Your answer should be one number: how many lines of the data include the string "tniessen"?

Saved entries
------------------------------

PR #3227, opened 2022-01-23
[Workers] fix typo in tutorials/build-a-slackbot

tniessen:
- Change `that the the webhook` to `that the webhook`.


kodster28 (approved):
Thanks for the fix, @tniessen!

------------------------------

Answer to the exercise =>
2